* _Exercise directions_:
The data below is to be set down again exactly as written.

* _Data excerpt_:
==*==
PR #4164, opened 2022-03-29
feat: Support 'SHOW NAMESPACES' in sql repl

alamb:
~Draft as it builds on https://github.com/influxdata/influxdb_iox/pull/4178~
==*==
* _Answer to this problem_:
PR #4164, opened 2022-03-29
feat: Support 'SHOW NAMESPACES' in sql repl

alamb:
~Draft as it builds on https://github.com/influxdata/influxdb_iox/pull/4178~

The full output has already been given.